PR #178, opened 2026-05-25
fix(core/security): redact every secret occurrence in sanitize_output

### LINKED ISSUE #177: [bug] security: sanitize_output inspects only the FIRST occurrence of each secret prefix — a short decoy or a second key defeats redaction and leaks live secrets to the user
### Summary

> [What needs to be done]: From the listing above, count the lines that include the word "occurrence" and give the total alone.

> [Finished exercise]: 2